Recien con el uso de dispositivos dsp para tratamieno de la señal y corregir los errores que esta produce con el sistema clásico se logro mejorar la calidad, utilzando sistemas LSI) se ha conseguido presentar equipamiento que ha mejorado sustancialmente su calidad... pero sigue manteniendo problemas, si bien lo que hizo tripaht es lo que más se acerca, aun falta, pero al menos la cosa parece estar mejor encaminda ahora que hace años....

Por otro lado te digo que el VMA2016, es diferente porque tanto la solucion adoptada como el rendimiento corresponden a un clase AB y no a un Clase D, de echo estos últimos necesitan más componentes externos que un AB....
Y no por tener potencia similar, y tener una entrada y una salida, estar en puente y tener fuente simple son similares en lo absoluto, mirarlo como algo similar es aceptable para el profano en la materia, pero no aceptable desde el punto de vista técnico


----------



## eL1ct (Abr 13, 2011)

En cuanto a lo de las clases, creo que la imagen que puse lo expresa claramente; se trata de como trabajan los transistores de salida... La clase A yo no la conozco en potencia (en la practica me refiero; pero, creo que la mejor forma de construirlo es con un transformador, asi la corriente de polarizacion no pasa por el altavoz) un emisor comun seria un ejemplo, y abunda para manejar señales (de baja potencia).

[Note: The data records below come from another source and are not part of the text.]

PR #1777, opened 2020-05-13
RFC: graph: batch stat() system calls using io_uring on Linux

MaxKellermann:
This adds an optional dependency on liburing
(https://github.com/axboe/liburing) to use Linux's new io_uring API
which can batch I/O system calls, reducing overhead.

The new source "uring.cc" implements class BulkStat as a wrapper for
liburing, plugged into DependencyScan::RecomputeDirty() which walks
the graph and batches most of the necessary stat() calls before
RecomputeDirty() needs them.

This requires Linux kernel 5.6 or newer.

This patch is not yet integrated well; for example, it bypasses the
DiskInterface, and to avoid breaking the unit tests, this patch adds a
IsReal() method to DiskInterface so we can disable the io_uring code
in the unit tests.

### DIFF
--- a/src/graph.cc
+++ b/src/graph.cc
@@ -28,11 +28,65 @@
 #include "state.h"
 #include "util.h"
 
+#ifdef HAVE_LIBURING
+#include "uring.h"
+#endif
+
 bool Node::Stat(DiskInterface* disk_interface, string* err) {
   return (mtime_ = disk_interface->Stat(path_, err)) != -1;
 }
 
+#ifdef HAVE_LIBURING
+
+void Node::BulkStatCallback(TimeStamp t, const char*, void* data) {
+  reinterpret_cast<Node*>(data)->mtime_ = t;
+}
+
+inline bool Node::BulkStatIfNecessary(BulkStat &bulk_stat) {
+  if (stat_attempted_)
+    return false;
+
+  bulk_stat.Queue(path_.c_str(), this);
+  stat_attempted_ = true;
+  return true;
+}
+
+static void RecursiveBulkStatInner(BulkStat &bulk_stat, Node *node) {
+  if (!node->BulkStatIfNecessary(bulk_stat))
+    return;
+
+  Edge* edge = node->in_edge();
+  if (!edge)
+    return;
+
+  for (vector<Node*>::iterator i = edge->inputs_.begin();
+       i != edge->inputs_.end(); ++i)
+    RecursiveBulkStatInner(bulk_stat, *i);
+
+  for (vector<Node*>::iterator i = edge->outputs_.begin();
+       i != edge->outputs_.end(); ++i)
+    RecursiveBulkStatInner(bulk_stat, *i);
+}
+
+static void RecursiveBulkStat(BulkStat &bulk_stat, Node *node) {
+  if (bulk_stat.IsAvailable()) {
+    bulk_stat.SetCallback(Node::BulkStatCallback);
+    RecursiveBulkStatInner(bulk_stat, node);
+    bulk_stat.Wait();
+  }
+}
+
+#endif
+
 bool DependencyScan::RecomputeDirty(Node* node, string* err) {
+#ifdef HAVE_LIBURING
+  if (disk_interface_->IsReal()) {
+    RealDiskInterface &real_disk_interface = *(RealDiskInterface *)disk_interface_;
+    BulkStat &bulk_stat = real_disk_interface.GetBulkStat();
+    RecursiveBulkStat(bulk_stat, node);
+  }
+#endif
+
   vector<Node*> stack;
   return RecomputeDirty(node, &stack, err);
 }
--- a/src/uring.cc
+++ b/src/uring.cc
@@ -1,0 +1,145 @@
+// Copyright 2020 Max Kellermann. All Rights Reserved.
+//
+// Licensed under the Apache License, Version 2.0 (the "License");
+// you may not use this file except in compliance with the License.
+// You may obtain a copy of the License at
+//
+//     http://www.apache.org/licenses/LICENSE-2.0
+//
+// Unless required by applicable law or agreed to in writing, software
+// distributed under the License is distributed on an "AS IS" BASIS,
+// WITHOUT WARRANTIES OR CONDITIONS OF ANY KIND, either express or implied.
+// See the License for the specific language governing permissions and
+// limitations under the License.
+
+#include "uring.h"
+
+#include <assert.h>
+#include <errno.h>
+#include <fcntl.h>
+#include <stdlib.h>
+#include <string.h>
+
+BulkStat *global_bulk_stat;
+
+BulkStat::BulkStat() : callback_(NULL), n_pending(0) {
+  if (io_uring_queue_init(1024, &ring, 0) < 0) {
+    ring.ring_fd = -1;
+    return;
+  }
+
+  struct io_uring_probe* probe = io_uring_get_probe_ring(&ring);
+  if (!probe) {
+    Close();
+    return;
+  }
+
+  bool supported = io_uring_opcode_supported(probe, IORING_OP_STATX);
+  free(probe);
+  if (!supported) {
+    Close();
+    return;
+  }
+}
+
+void BulkStat::Queue(const char* path, void* data) {
+  assert(callback_);
+
+  if (!IsAvailable()) {
+    callback_(-1, "io_uring is not available", data);
+    return;
+  }
+
+  struct io_uring_sqe* s = io_uring_get_sqe(&ring);
+  if (!s) {
+    Wait();
+
+    s = io_uring_get_sqe(&ring);
+    if (!s) {
+      callback_(-1, "io_uring_get_sqe() failed", data);
+      return;
+    }
+  }
+
+  std::pair<void*, struct statx> value;
+  value.first = data;
+  PendingMap::iterator i = pending.insert(value).first;
+
+  io_uring_prep_statx(s, AT_FDCWD, path, AT_STATX_FORCE_SYNC,
+                      STATX_MTIME, &i->second);
+  io_uring_sqe_set_data(s, data);
+
+  ++n_pending;
+}
+
+void BulkStat::Wait() {
+  assert(callback_);
+
+  if (pending.empty())
+    return;
+
+  assert(IsAvailable());
+
+  int error = io_uring_submit_and_wait(&ring, n_pending);
+  if (error < 0) {
+    // something went terribly wrong, shouldn't happen
+    FailAll(strerror(-error));
+    Close();
+    return;
+  }
+
+  while (!pending.empty()) {
+    struct io_uring_cqe *cqe;
+    error = io_uring_wait_cqe(&ring, &cqe);
+    if (error < 0) {
+      if (error == -EAGAIN)
+        break;
+
+      // something went terribly wrong, shouldn't happen
+      FailAll(strerror(-error));
+      Close();
+      return;
+    }
+
+    void* data = io_uring_cqe_get_data(cqe);
+    assert(data);
+    PendingMap::const_iterator i = pending.find(data);
+    assert(i != pending.end());
+
+    if (cqe->res == 0) {
+      TimeStamp t = 0;
+      if (i->second.stx_mask & STATX_MTIME) {
+        t = i->second.stx_mtime.tv_sec;
+        if (t == 0)
+          // Some users (Flatpak) set mtime to 0, this should be
+          // harmless and avoids conflicting with our return
+          // value of 0 meaning that it doesn't exist.
+          t = 1;
+      }
+
+      callback_(t, NULL, data);
+    } else {
+      callback_(-1, strerror(-cqe->res), data);
+    }
+
+    pending.erase(i);
+    --n_pending;
+    io_uring_cqe_seen(&ring, cqe);
+  }
+}
+
+void BulkStat::FailAll(const char* error) {
+  assert(callback_);
+
+  for (PendingMap::const_iterator i = pending.begin(); i != pending.end(); ++i)
+    callback_(-1, error, i->first);
+
+  pending.clear();
+}
+
+void BulkStat::Close() {
+  if (ring.ring_fd >= 0) {
+    io_uring_queue_exit(&ring);
+    ring.ring_fd = -1;
+  }
+}
--- a/src/uring.h
+++ b/src/uring.h
@@ -1,0 +1,71 @@
+// Copyright 2020 Max Kellermann. All Rights Reserved.
+//
+// Licensed under the Apache License, Version 2.0 (the "License");
+// you may not use this file except in compliance with the License.
+// You may obtain a copy of the License at
+//
+//     http://www.apache.org/licenses/LICENSE-2.0
+//
+// Unless required by applicable law or agreed to in writing, software
+// distributed under the License is distributed on an "AS IS" BASIS,
+// WITHOUT WARRANTIES OR CONDITIONS OF ANY KIND, either express or implied.
+// See the License for the specific language governing permissions and
+// limitations under the License.
+
+#ifndef NINJA_URING_H_
+#define NINJA_URING_H_
+
+#include "timestamp.h"
+
+#include <map>
+
+#include <liburing.h>
+#include <sys/stat.h>
+
+/// Helper class for submitting bulk statx() calls to the Linux kernel
+/// via io_uring
+class BulkStat {
+  typedef void (*Callback)(TimeStamp t, const char* error, void* data);
+
+public:
+  BulkStat();
+
+  ~BulkStat() {
+    Close();
+  }
+
+  /// Is io_uring/statx available?  This requires Linux 5.6 or newer.
+  bool IsAvailable() const {
+    return ring.ring_fd >= 0;
+  }
+
+  void SetCallback(Callback callback) {
+    callback_ = callback;
+  }
+
+  /// Queue a statx() call on the given path.  The callback will be
+  /// invoked later with the given "data" pointer.
+  void Queue(const char* path, void* data);
+
+  /// Wait for all queued operations to complete.  After returning,
+  /// all pending callbacks have been invoked.
+  void Wait();
+
+private:
+  void FailAll(const char* error);
+
+  void Close();
+
+  Callback callback_;
+
+  struct io_uring ring;
+
+  typedef std::map<void* , struct statx> PendingMap;
+  PendingMap pending;
+
+  PendingMap::size_type n_pending;
+};
+
+extern BulkStat *global_bulk_stat;
+
+#endif  // NINJA_URING_H_
--- a/CMakeLists.txt
+++ b/CMakeLists.txt
@@ -48,6 +48,17 @@ else()
 endif()
 target_include_directories(libninja-re2c PRIVATE src)
 
+# --- optional liburing for io_uring support
+if(CMAKE_SYSTEM_NAME STREQUAL Linux)
+  find_package(PkgConfig)
+  if(PKG_CONFIG_FOUND)
+    pkg_check_modules(LIBURING liburing)
+    if(LIBURING_FOUND)
+      add_compile_definitions(HAVE_LIBURING)
+    endif()
+  endif()
+endif()
+
 # Core source files all build into ninja library.
 add_library(libninja OBJECT
 	src/build_log.cc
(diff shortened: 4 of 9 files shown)


jonesmz:
Just my two-cents, but I feel like adding async programming to the mix like this should be applied in a more uniform way. I'm personally interested in seeing Ninja adopt the async model of programming from e.g. https://think-async.com/Asio/AsioStandalone.html

However, to meaningfully take advantage of async programming style, the project needs to bite the bullet and accept C++11 fully.

MaxKellermann:
@jonesmz agree; but this PR attempts to introduce the advantages of io_uring in the least intrusive way.

src/uring.cc
```diff
@@ -0,0 +1,129 @@
+// Copyright 2011 Google Inc. All Rights Reserved.
```
jhasse, line 1: 2011?

src/uring.cc
```diff
@@ -0,0 +1,129 @@
...
+
+#include "uring.h"
+
+#include <assert.h>
+#include <errno.h>
+#include <fcntl.h>
+#include <stdlib.h>
+#include <string.h>
+
+BulkStat::BulkStat(Callback callback):callback_(callback), n_pending(0) {
```
jhasse, line 23: Please add spaces around :

src/uring.cc
```diff
@@ -0,0 +1,129 @@
...
+    Wait();
+
+    s = io_uring_get_sqe(&ring);
+    if (!s) {
+      callback_(-1, "io_uring_get_sqe() failed", data);
+      return;
+    }
+  }
+
+  std::pair<void *, struct statx> value;
```
jhasse, line 60: Please align * with void (i.e. no space)

src/uring.cc
```diff
@@ -0,0 +1,129 @@
...
+        if (t == 0)
+          // Some users (Flatpak) set mtime to 0, this should be
+          // harmless and avoids conflicting with our return
+          // value of 0 meaning that it doesn't exist.
+          t = 1;
+      }
+
+      callback_(t, NULL, data);
+    } else
+      callback_(-1, strerror(-cqe->res), data);
```
jhasse, line 116: Please add {} here

src/uring.cc
```diff
@@ -0,0 +1,129 @@
...
+void BulkStat::Wait() {
+  if (pending.empty())
+    return;
+
+  assert(IsAvailable());
+
+  int error = io_uring_submit_and_wait(&ring, n_pending);
+  if (error < 0) {
+    // something went terribly wrong, shouldn't happen
+    FailAll(strerror(-error));
```
jhasse, line 80: Why `-`?

src/uring.h
```diff
@@ -0,0 +1,70 @@
+// Copyright 2011 Google Inc. All Rights Reserved.
```
jhasse, line 1: 2011?

src/uring.h
```diff
@@ -0,0 +1,70 @@
...
+  void Queue(const char *path, void *data);
+
+  /// Wait for all queued operations to complete.  After returning,
+  /// all pending callbacks have been invoked.
+  void Wait();
+
+private:
+  void FailAll(const char *error);
+
+  void Close() {
```
jhasse, line 53: Please move to cpp file.

src/uring.h
```diff
@@ -0,0 +1,70 @@
...
+
+#include <map>
+
+#include <liburing.h>
+#include <sys/stat.h>
+
+/// Helper class for submitting bulk statx() calls to the Linux kernel
+/// via io_uring
+class BulkStat {
+  typedef void (*Callback)(TimeStamp t, const char *error, void *data);
```
jhasse, line 28: Please move down after `private:`

src/graph.cc
```diff
@@ -28,11 +28,63 @@
...
+    RecursiveBulkStat(bulk_stat, node);
+    bulk_stat.Wait();
+  }
+}
+
+#endif
+
 bool DependencyScan::RecomputeDirty(Node* node, string* err) {
+#ifdef HAVE_LIBURING
+  if (disk_interface_->IsReal() && false)
```
jhasse, line 84: ` && false`?

src/graph.cc
```diff
@@ -28,11 +28,63 @@
...
+#endif
+
 bool Node::Stat(DiskInterface* disk_interface, string* err) {
   return (mtime_ = disk_interface->Stat(path_, err)) != -1;
 }
 
+#ifdef HAVE_LIBURING
+
+void Node::BulkStatCallback(TimeStamp t, const char *, void *data) {
+  Node *node = (Node *)data;
```
jhasse, line 42: Please use `reinterpret_cast`, maybe even like this:
```cpp
reinterpret_cast<Node&>(*data).mtime_ = t;
```

src/uring.cc
MaxKellermann: Because liburing returns negative errno values on error.

src/uring.h
MaxKellermann: Can't. It's used by the constructor, and the typedef must be defined before it's used.

src/graph.cc
MaxKellermann: Whoops. A leftover from a debugging session, which I accidently committed. Good catch.

src/graph.cc
MaxKellermann: Until now, I thought `reinterpret_cast` was new in C++11 so it can't be used in Ninja, but I looked it up and I was wrong. Some aspects of that operator are new in C++11, but the operator is older.

MaxKellermann:
Thanks @jhasse, I rebased and force-pushed with fixes for most of your review comments.

src/uring.h
jhasse: ah right, my bad.

src/uring.cc
jhasse: I see. Where can I find the documentation of liburing / `io_uring_submit_and_wait`? (I've only found some higher-level documentation about it)

MaxKellermann: Unfortunately, liburing is underdocumented, but this is some example code using that function: https://github.com/axboe/liburing/blob/fe500488190ff39716346ee1c0fe66bde300d0fb/examples/ucontext-cp.c#L245-L249

jonesmz:
There's also this document that gives a good overview of io_uring: https://unixism.net/loti/

MaxKellermann:
@jhasse are there any open questions/issues with my code? Do you need anything?

jhasse:
I need more time ;)

Do you have any performance numbers to back up the improvement?

I'm also probably not using Ninja for such large projects that I would notice this change. Please forgive me that I'm therefore not that invested in pushing this change forward.

MaxKellermann:
> Do you have any performance numbers to back up the improvement?

Comparing `ninja -n` on Kodi; a large project with 1383 build targets and 6025 `stat()` calls.
With this code, only 1790 `stat()` calls remain.

Comparing old and new ninja using `/usr/bin/time`:
```
0.19user 0.08system 0:01.11elapsed 25%CPU (0avgtext+0avgdata 15292maxresident)k
55632inputs+0outputs (8major+3336minor)pagefaults 0swaps

0.20user 0.03system 0:00.75elapsed 31%CPU (0avgtext+0avgdata 15312maxresident)k
11896inputs+0outputs (8major+3351minor)pagefaults 0swaps
```
Clearly, disk input is much lower, and wallclock time is 30% lower. Less time is spent in the kernel (which accounts for the reduced system call overhead).

Now with `perf stat` (for more accurate raw CPU usage):
```
302.344640      task-clock:u (msec)

230.167888      task-clock:u (msec)
```

Top system calls with `perf stat -e 'syscalls:sys_enter_*'`:
```
             6,014      syscalls:sys_enter_newstatu                                   
             2,796      syscalls:sys_enter_writeu                                   
             2,796      syscalls:sys_enter_ioctlu                                   
             1,226      syscalls:sys_enter_openatu                                   
                74      syscalls:sys_enter_readu                                    
                67      syscalls:sys_enter_brku                                     
                23      syscalls:sys_enter_mmapu                                    
                11      syscalls:sys_enter_newfstatu                                   
                 8      syscalls:sys_enter_closeu                                   
                 7      syscalls:sys_enter_mprotectu                                   

             2,768      syscalls:sys_enter_writeu                                   
             2,768      syscalls:sys_enter_ioctlu                                   
             1,778      syscalls:sys_enter_newstatu                                   
             1,227      syscalls:sys_enter_openatu                                   
                75      syscalls:sys_enter_readu                                    
                67      syscalls:sys_enter_brku                                     
                29      syscalls:sys_enter_mmapu                                    
                12      syscalls:sys_enter_newfstatu                                   
                 9      syscalls:sys_enter_closeu                                   
                 8      syscalls:sys_enter_mprotectu                                   
```
These results are obvious, but we could save even more system calls.

I have force-pushed a rebased version of this PR with another optimization (initializing io_uring only once, as field of `class RealDiskInterface`).

jhasse:
We definitely need to cover the io_uring code with the same unit tests - the `IsReal()` workaround is not something we should do (I bet there are many bugs waiting to happen due to the code duplication).

I think we need to get rid of the `VirtualFileSystem` and rather implement all the test functionality for the real file system (also need to make sure everything is inside `ScopedTempDir`). Filesystem access can still be verified / mocked, but with real files in the background. That looks feasible to me, haven't tried it yet though.

After that io_uring can be integrated and tested. If you have any other ideas or disagree, feel free to reopen this PR or open a new issue where we can discuss the io_uring plan in general.

MaxKellermann:
I agree that `IsReal()` is a kludge (and my very first post here mentioned that already), and I was hoping you'd give me some hints how to do it better. The current ninja code base is not well suited for integrating such a system call batcher, and needs some refactoring.
I'm not very comfortable with the Ninja code base because C++03 is mandatory, not even C++11 is allowed (a 9 year old standard). If Ninja would switch to modern C++, I'd be glad to help with refactoring, but working on C++03 code doesn't feel like a joyful investment of my free time.
I don't agree with closing this PR, but that's your decision and your way of managing this project.

jhasse:
> [...] and I was hoping you'd give me some hints how to do it better. The current ninja code base is not well suited for integrating such a system call batcher, and needs some refactoring.

I agree: Refactoring the code is the way to do this better. But in order to do this, more changes need to happen. One of them is switching to modern C++ as you said. Not going to happen any time soon as there's already too many TODOs stacked up.

>  I don't agree with closing this PR, but that's your decision and your way of managing this project.

There are so many open PRs and since this one is unmergable with the IsReal kludge, I think the RFC about io_uring is better suited as an issue. Hope you understand.

MaxKellermann:
> One of them is switching to modern C++ as you said.

The first step is trivial: change the documentation to allow C++17 (or at least C++11) instead of C++03. That would set the stage for more changes to change the actual code.

Would you accept a PR with this trivial change? Up to now, I couldn't imagine you would, because it sounded like it was an explicit decision not to upgrade to modern C++.

jhasse:
> That would set the stage for more changes to change the actual code.

And that's exactly what no one has the time to do / review.

So no, not at this time. But feel free to implement any changes like io_uring with C++17 as it will take a long time to review it anyway.

MaxKellermann:
> And that's exactly what no one has the time to do / review.

Right now, nobody takes the time to modernize the Ninja code base because doing so is not allowed according to the documentation. If modern C++ were allowed, you would certainly see code refactoring PRs from me. That about the "no one has the time to do".

"No one has the time to review" is the real problem here. A project where the maintainer has no time to write code is bad enough already - but if he doesn't even have time to review code written by others, then the project is seriously defunct.

(Please don't feel offended - I don't mean to criticize you here. I know how it feels to have not enough time for all the things one wants to do, really. I just try to figure what the situation you described means for the Ninja project.)

> So no, not at this time. But feel free to implement any changes like io_uring with C++17 as it will take a long time to review it anyway.

Nah. This requires lots of refactoring, before I can even begin with improving the io_uring changes. If there's little chance for the refactoring ever to be done (because nobody has time to review those refactoring patches), any time spent on io_uring would be wasted.

jhasse:
> Right now, nobody takes the time to modernize the Ninja code base because doing so is not allowed according to the documentation.

That isn't true, because it has already been done: https://github.com/splinter-build/splinter

> If modern C++ were allowed, you would certainly see code refactoring PRs from me. That about the "no one has the time to do".

I believe you, I would even do it myself - modernizing code is fun! What I meant with "no one has the time to do" was more "fixing stuff that breaks", "writing unit tests to ensure everything still works", "fixing merge conflicts with open PRs", etc. The not so fun part ;)

> "No one has the time to review" is the real problem here.

You're right, I was a bit vague there, sorry. Reviewing and fixing the fallout are the real problems, not actually doing it.

> A project where the maintainer has no time to write code is bad enough already - but if he doesn't even have time to review code written by others, then the project is seriously defunct.

I _do_ write code and I also have time to review code written by others. Not much though (it's my free time, too).

jonesmz:
> Right now, nobody takes the time to modernize the Ninja code base because doing so is not allowed according to the documentation. 

I bring the ninja codebase up to C++17, including a 95% finished port to using std::filesystem, here: https://github.com/splinter-build/splinter

The next patch to get merged is here: https://github.com/ninja-build/ninja/pull/1862

After that, my remaining C++98 compatible change, which is optional, would be to require re-generating re2c files every build: https://github.com/splinter-build/splinter/tree/2-ignore-autogenerated

After that for C++11, I have :

- range based for loops
- nullptr instead of NULL
- override / final keywords on virtual methods
- use of = default for constructors where appropriate
- use of emplace_back

Then for C++17:
- string_view
- more efficient string concatenation than just using operator+ (requires C++17 constexpr-if for my implementation, C++14 could work as well, I suppose)
- use of structured bindings where appropriate
- use of if-init where appropriate
- std::filesystem working for Linux, but not for other platforms
- a very not-working attempt at using std::error_code instead of out-parameters to indicate error.

Notably, I have not tried to do any major re-architecting in my patches until the std::filesystem change. So while I "modernize" in the sense of replacing code with C++17 equivalents, it's not modernized to the point it would be if the project were C++17 from the beginning.

> "No one has the time to review" is the real problem here.

I am available to review PRs, but am not a 'Collaborator', so have no ability to merge things. I can't imagine I'll ever be made a Collaborator given my stated disagreement with project policy on many points.

For example:
- I would close most of the existing PRs. E.g. https://github.com/ninja-build/ninja/pull/581 has had merge conflicts for years, and no activity from anyone but myself since 2018.
- I would change the minimum C++ language support level to C++17. I don't personally care about platforms that are 10 years out of date. People who still need older platforms to work would, if C++17 were made the minimum, be welcome to either fork the project to support their platform, use a competitor, like samurai, or use an older release.
- I would merge most of the patches that I have in my "splinter-build" fork into ninja, though with suitable codereview of course.

jhasse:
std::filesystem doesn't do async IO, not sure if it's worth it, if we need to change the code in the future *again* to use asio. That might not even be the future of IO in C++, as there are some design deficits last I heard. Did someone had a look at https://github.com/facebookexperimental/libunifex btw?

> I would close most of the existing PRs. E.g. #581 has had merge conflicts for years, and no activity from anyone but myself since 2018.

I have closed many PRs due to inactivity. Missed that one though, will close it right now.

jonesmz:
> std::filesystem doesn't do async IO, not sure if it's worth it, if we need to change the code in the future _again_ to use asio.

You're certainly right that std::filesystem doesn't support asynchronous file stat queries, nor does it provide a mechanism to batch multiple file stat queries. 

My objective behind using std::filesystem in Ninja / Splinter right now is simply that we're already not doing async / batched calls for file statting, so std::filesystem offers a platform-agnostic unified interface for that.

If an async / batched file statting mechanism is adopted, either std::filesystem becomes an invalid approach, or some adaptation between std::filesystem and the async / batched file statting tool needs to be put in place.

I personally have not looked into libunifex, I will try to evaluate it sometime in the next few weeks.

My understanding is that the sender / receiver model that is being considered for C++23 (tentatively?) is compatible with Boost.Asio plus or minus a few API changes, so I'm not too worried about the underlying primitives.

MaxKellermann:
> > Right now, nobody takes the time to modernize the Ninja code base because doing so is not allowed according to the documentation.
> 
> I bring the ninja codebase up to C++17

Is your project a full fork, i.e. have you given up on merging back, and will you do releases eventually?
Will you keep runtime compatibility with Ninja? Your fork sounds much more interesting to contribute to.

> including a 95% finished port to using std::filesystem, here: https://github.com/splinter-build/splinter

I havn't quite decided yet if I like std::filesystem or not, but I lean towards not liking it. By its core design, it doesn't and cannot and will never support things that are important to me, like `O_PATH` descriptors. It carries a lot of runtime bloat, for example its `path` class always allocates memory - there's no way to use a string that's already owned by somebody else.
It's an API that tries to implement the lowest common denominator of all filesystem APIs, at the cost of ignoring all system-specific optimizations.

> The next patch to get merged is here: #1862 

Oh-oh, that this PR got closed (and the reason for closing it) is a big red flag for me, for never wanting to contribute to Ninja again. What a shame, that contributions get thrown away for this lame reason!

> I would be interested in seeing io_uring used in Ninja and/or Splinter, and would seriously consider adopting io_uring in my fork as one of the patches, but I do want to offer caution that I'm not personally sure that io_uring is the right API for a project like Ninja to use. Personally I'm more interested in adopting https://think-async.com/Asio/AsioStandalone.html as the underlying asynchronous abstraction, and possibly something akin to boost-process for child-process management.

I've given up on Asio. Recently, I've migrated one of my projects away from it. It's heavily over-engineered, and some very basic things are broken, for example, you cannot safely cancel a timer. I got annoying crashes that were nearly impossible to fix. And none of my projects needs the multi-threaded aspect, and removing multi-threading from the equations allows many optimizations. No, I never want to use Asio again.

jonesmz:
> Is your project a full fork, i.e. have you given up on merging back, and will you do releases eventually?
> Will you keep runtime compatibility with Ninja? Your fork sounds much more interesting to contribute to.

At the moment, it is not a full fork. My stated goal is to eventually get all of my patches merged into Ninja.

My workflow is to periodically (every couple of months), rebase each patch in that project onto Ninja master.

I have no objection to doing a full fork in the future, it's just not my goal at the moment. If I did a full fork, I would intend to maintain backwards compatibility with Ninja where reasonable.

> I havn't quite decided yet if I like std::filesystem or not, but I lean towards not liking it. By its core design, it doesn't and cannot and will never support things that are important to me, like O_PATH descriptors. It carries a lot of runtime bloat, for example its path class always allocates memory - there's no way to use a string that's already owned by somebody else.
> It's an API that tries to implement the lowest common denominator of all filesystem APIs, at the cost of ignoring all system-specific optimizations.

Yea, it has lots of problems. No disagreement there. Note that the std::filesystem implementation in that patch isn't even fully working, and the way that I've structured the project allows me to drop that patch without any consequences to the other improvements I've been collecting.

> I've given up on Asio. Recently, I've migrated one of my projects away from it. It's heavily over-engineered, and some very basic things are broken, for example, you cannot safely cancel a timer. I got annoying crashes that were nearly impossible to fix. And none of my projects needs the multi-threaded aspect, and removing multi-threading from the equations allows many optimizations. No, I never want to use Asio again.

My hope is that the C++ standards committee can reach a consensus for what the async primitives in C++ will look like officially for C++23, and then I can find a library that implements something that looks like what C++23 will have. If that's not ASIO, I have no problem. I just want something that's close to what the standardized thing will look like, and I've so far only got experience with ASIO, and it's roughly what the Networking TS is, so that's what I've been using.

My intention was not to say "Anything that's not based on Boost.Asio is bad!" it was to say "I'm not sure that directly consuming the io_uring API is the right approach. I would hope to instead use some higher level API that abstracts away some of the gritty details and also allows for sexier handling of child processes at the same time, similar to (but not exactly like, since it has it's own horrible issues) how Boost.Process abstracts these platform specific details."

jonesmz:
> It carries a lot of runtime bloat, for example its path class always allocates memory - there's no way to use a string that's already owned by somebody else.

Note also that currently Ninja doesn't do a great job of handling strings. StringPiece is certainly better than std::string everywhere, but there are multiple places where the data that StringPiece points to is mutated by some function taking a StringPiece, so there's some issues with the current implementation of that.

jonesmz:
> If modern C++ were allowed, you would certainly see code refactoring PRs from me. That about the "no one has the time to do".

@MaxKellermann Ninja uses C++11 now, if you didn't know. https://github.com/ninja-build/ninja/pull/2089

MaxKellermann:
That's good, but doesn't change anything with the rejection of this PR.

La clase B nunca la he visto en audio, no me parece una buena opcion, como bien dices, por la distorsion de cruce. La clase AB, como no (no se que decir, sobran las explicaciones). 30 años dices... no habia nacido ni siquiera mi idea, asi que no se muy bien a que te refieres con "el criterio original" de la clase D, yo todas las clase D que conozco para audio tienen una distorsion aceptable, como dices debe haber un mundo dentro de la modulacion... yo no digo que sean iguales, la ultima etapa define la clase, no la primera (por decirlo de algun modo).

Quiero saber que razones tienes para decir que el VMA2016 es mas cercano a la clase AB que a la D, desde el primer momento me parecio un class-D (o switcing) yo he revisado el datsheet que proporciono Agucasta, y no encuentro nada que indique otra direccion... no pretendo ser inperinente, pero parece que no te gusta lo que digo, ademas internet corrobora lo que digo, busca en internet "VMA2016 class".

Y claro, depende de como los mires, si los analizas con microscopio seguro que encontraras grandes diferencias en el silicio.


----------



## pandacba (Abr 21, 2011)

Tus preguntas son obvias por demás, poner un tranformador a la salida es mandar a la basura lo mejor del Clase A, no tien ni sentido, sin embargo de clase B se vendieron millones de equipos de consumo en el mundo con salidas clase B, los millones de radios portatiles que se vendieron entre los 60 y casi los 80, hablan por si solo, claro eran con transistores de germanio, cuya diferencia con el silicio es el nivel de saturación .2V para el germanio .7V para el silicio  en el cruce el germanio tiene .4V menos que un solo trnasitor de silicio que llega a 1.4V para estos, lo cual hace que fuera aceptable y teniendo en cuenta que se trataba de un equipo de escucha másiva de calidad regular, donde es mucho más importante el rendimiento que la calidad, lo mismo ocurria con los equipos de anuncio callejero.....

Si no sabes que significa Clase AB, estudia un poco existe desde el tiempo de los tubos de vacio, en donde habia incluso Clas AB1 y clase AB2, asi que investiga un poco, porque para tu siguiente pregunta, por no saber eso no distingues un clase AB de un clase D, los clase D quedaron relegados muchos años por su mala calidad y para lograr una calidad aceptable el costo era demasiado elevado frente a un clase AB clásico

Porque digo que es un Clase AB, ya te lo repondi, te falta estudiar mucho todavia, por eso no ves lo que es obvio y no hace falta microscopio, de los propios datos proporcionados se desprende perfectamente que tipo de amplificador es, Cuando tengas la experiencia suficiente no preguntaras podras responder.


----------



## eL1ct (Abr 21, 2011)

Que arrogante eres... se lo que es la clase AB, no tengo por que demostrarte nada, ademas, son comentarios.

Me parece interesante lo que dices sobre la clase B, no sabia que fuera comun en audio (para radios) hace unos años...
Lo del transformador lo digo por que yo estudie la clase A en potencia con un transformador, ademas he visto amplificadores con transformador en la salida; en amplificadores marshall (para guitarra elecrica class AB), poco mas se de eso... si tu puedes aportarme mas iformacion, que decir que "manda a la basura lo mejor de la clase A" te lo agradeceria...

Has revisado el datasheet del VMA2016 ?... incluso internet dice que es clase D, no lo has buscado? que rendimiento maximo tiene un amplificador clase AB? ... demustra que me equivoco, solo quiero conocer la verdad, no me convenceras diciendome que "es obvio"...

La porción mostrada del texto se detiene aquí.